Read the data, and whenever a line holds the word "entirely", report that line.

(AVAILABLE DATA begins)

PR #3891, opened 2026-04-21
Look sync fix

GenerelSchwerz:
Update look sync to:

1. be stricter on pitch changes as well.
2. warn the user if multiple bot.look calls are being made at the same time, as simply returning completion leaves the end result ambiguous. Ideally, we'd throw an error instead to dissuade bad coding practice, but that feels too opinionated.

Implementation based on: https://github.com/nxg-org/mineflayer-util-plugin/blob/master/src/movementFunctions.ts , where this code does correctly sync sent packet data and expected look return timing.


extremeheat:
CI failing but also
> warn the user if multiple bot.look calls are being made at the same time, as simply returning completion leaves the end result ambiguous. Ideally, we'd throw an error instead to dissuade bad coding practice, but that feels too opinionated.

Does the current logic not simply cancel the previous call and change the position target to the new call's parameters? Why would deprecating this working functionality be better than existing handling?

GenerelSchwerz:
> CI failing but also
> 
> > warn the user if multiple bot.look calls are being made at the same time, as simply returning completion leaves the end result ambiguous. Ideally, we'd throw an error instead to dissuade bad coding practice, but that feels too opinionated.
> 
> 
> 
> Does the current logic not simply cancel the previous call and change the position target to the new call's parameters? Why would deprecating this working functionality be better than existing handling?

Because if you have logic that requires the bot to be looking at a certain point in a plugin (for example, aiming a bow), and the end user overrides that look with their own code, it causes Stange behavior that is a headache for both sides. Having the bot error or warn the user that their code is overriding existing calls is strictly good, as subsequent calls to look/lookAt on the same tick makes at least one code path largely irrelevant.

DatArnoGuy:
Should the api have something like bot.isPerformingLookingTask for end users to check if bot is already changing its angle? This would help users to avoid errors

extremeheat:
> Having the bot error or warn the user that their code is overriding existing calls is strictly good, as subsequent calls to look/lookAt on the same tick makes at least one code path largely irrelevant.

Yes, but rejecting this is actually a behavior change from current API. I don't see why this is necessary if it's already handled by synchronous overriding of any previous calls in orderly manner

GenerelSchwerz:
> > Having the bot error or warn the user that their code is overriding existing calls is strictly good, as subsequent calls to look/lookAt on the same tick makes at least one code path largely irrelevant.
> 
> Yes, but rejecting this is actually a behavior change from current API. I don't see why this is necessary if it's already handled by synchronous overriding of any previous calls in orderly manner

It's not necessary, it's preferential. Silently overriding a previous lookAt call may make that previous code fail silently. For example: if a plugin requests to look in a specific direction for aiming a bow, but another plugin requests to look in a slightly different direction (say, at the player the bow is shooting at), the bow code will silently fail and the end user will spend far more time debugging than what it's worth. In contrast, throwing the warn/error will immediately let the user know that a code path is being overridden.

GenerelSchwerz:
An alternative to this is implementing a priority system for looking. But at that point, a more robust fix for implementing priority inputs per-tick would be better.

extremeheat:
Unless there is an actual error or bug in the code (or some kind of deprecation warning that behavior will change), we should not be printing warnings to the console.

What you said can apply to many other bot functions, we don't print warnings on them. If there is an error, the API should explicitly throw an exception, not a half way "allowed" but logs spam to the console

extremeheat:
For debugging purposes it may make sense. However `.lookAt` is called in many places sometimes within mineflayer's own code. So a random log message is not helpful in figuring out where it's being called from. So if we did need to log, it would likely make sense to do as a `console.trace` than a log message (would have to check if mineflayer has a mechanism for debug messages at the moment)

GenerelSchwerz:
> Unless there is an actual error or bug in the code (or some kind of deprecation warning that behavior will change), we should not be printing warnings to the console.
> 
> 
> 
> What you said can apply to many other bot functions, we don't print warnings on them. If there is an error, the API should explicitly throw an exception, not a half way "allowed" but logs spam to the console

I only recommended warning to console due to the physicTick warning implementation. I would heavily suggest throwing the exception over printing a warning.

extremeheat:
I'd also add that in most cases, you do want to override the past lookAt. If you start a .dig and then want to look away from that job immediately after, you should be able to just call .lookAt and have it override that last action.

If the user does not desire that, they should be able to check with API if there is some existing action and cancel that. A queue system could be added if needed yes but this can also be implemented on the user side. If we added this queue system to mineflayer, it'd have to be something generalized as opposed to some special mechanism just for `.lookAt` calls

GenerelSchwerz:
> I'd also add that in most cases, you do want to override the past lookAt. If you start a .dig and then want to look away from that job immediately after, you should be able to just call .lookAt and have it override that last action.
> 
> 
> 
> If the user does not desire that, they should be able to check with API if there is some existing action and cancel that. A queue system could be added if needed yes but this can also be implemented on the user side. If we added this queue system to mineflayer, it'd have to be something generalized as opposed to some special mechanism just for `.lookAt` calls

For this digging example, it is unlikely that you'd want to do this.

The behavior you are describing, overriding the dig's lookAt, would only occur if the dig behavior hasn't actually begun yet. You would override the look, and you would never look at that block.

However, the dig packet would still be sent out because the code path assumes that once its lookAt is complete, it is looking at the block. This is blatantly wrong behavior. That dig function should throw an error detailing that it wasn't able to even begin digging due to the lookAt being overridden.

extremeheat:
It may not be "correct" but from gameplay standpoint, but from game logic it's valid hence we have an option whether to begin the lookAt. In any case, mineflayer isn't supposed to block the user from doing illogical things (beyond things that would result in real error or undefined behaviors), for that a higher level library would make more sense.

What you are proposing is essentially a behavior change to block overriding the previous lookAt which I don't understand

GenerelSchwerz:
> It may not be "correct" but from gameplay standpoint, but from game logic it's valid hence we have an option whether to begin the lookAt. In any case, mineflayer isn't supposed to block the user from doing illogical things (beyond things that would result in real error or undefined behaviors), for that a higher level library would make more sense.
> 
> 
> 
> What you are proposing is essentially a behavior change to block overriding the previous lookAt which I don't understand

This is incorrect. What I am proposing is that the previous lookAt that would normally be overridden would throw the error, not the current call. I believe I implemented that correctly; if not, that was my intention. 

What I just described would be a failure of the bot.dig function, not a failure of the user. Performing that dig where the code expects to be looking at the block when in reality it is not is a failure of the library. If a lookAt is called that overrides the bot.dig call, bot.dig should throw an error so it does not continue execution.

GenerelSchwerz:
Can I get a reply on my most recent comment

extremeheat (changes requested):
Yes, I already addressed that. A behavior change is not necessary there, my opinion is not changed

GenerelSchwerz:
> Yes, I already addressed that. A behavior change is not necessary there, my opinion is not changed

If you could please explain further, that would be appreciated. My current understanding of your stance is found here:

> I'd also add that in most cases, you do want to override the past lookAt. If you start a .dig and then want to look away from that job immediately after, you should be able to just call .lookAt and have it override that last action.

This logic makes sense. My most recent change allows this behavior to occur. The issue that my PR fixes is that the code for bot.dig would still execute, even if we wanted to cancel the lookAt code for dig. Given that the code for bot.dig assumes that the bot's server reported yaw and pitch is looking at said block (unless "ignore" is explicitly given in bot.dig's options for looking), interrupting the lookAt behavior called by bot.dig in favor of a newer lookAt should cause bot.dig to throw an error.

If the user wants to avoid this issue and silently override the behavior as before, they would simply need to call bot.dig in a try/catch loop. The function that most recently called bot.lookAt would never throw an error.

> In any case, mineflayer isn't supposed to block the user from doing illogical things (beyond things that would result in real error or undefined behaviors), for that a higher level library would make more sense.

The scenario for digging that I just described falls in line with what mineflayer's current code does and expects. If the user wants to look somewhere immediately after calling bot.dig, then they should specifically request bot.dig with the option `ignore` for looking. The intended behavior of bot.dig is to be looking at the block when starting the dig.

> It may not be "correct" but from gameplay standpoint, but from game logic it's valid hence we have an option whether to begin the lookAt.

Considering that the default option is to be looking at the block, having external code cause the bot to not be looking at the block when beginning digging should throw an error, not continue bot.dig's execution.

> What you are proposing is essentially a behavior change to block overriding the previous lookAt which I don't understand

I am proposing that tasks that require lookAt to complete with the server-sided reported state being what was initially requested should fail if the server-sided reported value is not what was initially requested upon lookAt's completion/cancellation. I am not proposing any change to how overriding previous bot.lookAt calls is handled.

if lookAt 1 is cancelled, lookAt 2 will still succeed as intended. The current behavior of lookAt 2 is entirely unchanged.

extremeheat:
> If the user wants to avoid this issue and silently override the behavior as before, they would simply need to call bot.dig in a try/catch loop. The function that most recently called bot.lookAt would never throw an error.

Yes, and this is a breaking behavior change. Your new error would propagate and affect other calls like bot.dig.

> if lookAt 1 is cancelled, lookAt 2 will still succeed as intended. The current behavior of lookAt 2 is entirely unchanged.

The error is definitely a behavior change and it will crash existing code that doesn't handle the error

Right now, lookAt can gracefully preempt any previous calls and there is no state corruption doing so. For example if you enter a console and do `bot.lookAt(vec1)`, and you want to suddenly look somewhere else, typing in `bot.lookAt(vec2)` will just cancel any previous transition and start transition in other direction. This is pretty normal for animated behavior in software. Via some API you might be able to get a handle and cancel previous operation but there is no reason to change the existing behavior that works as is

PR #448, opened 2016-01-06
Wrong pin assignment for Megetronics 3.0

floyd871:
Temperatur Pins for Heatbed and Extruder 2-3 are wrong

(AVAILABLE DATA ends)

→ **COMPLETED TASK**
if lookAt 1 is cancelled, lookAt 2 will still succeed as intended. The current behavior of lookAt 2 is entirely unchanged.
> if lookAt 1 is cancelled, lookAt 2 will still succeed as intended. The current behavior of lookAt 2 is entirely unchanged.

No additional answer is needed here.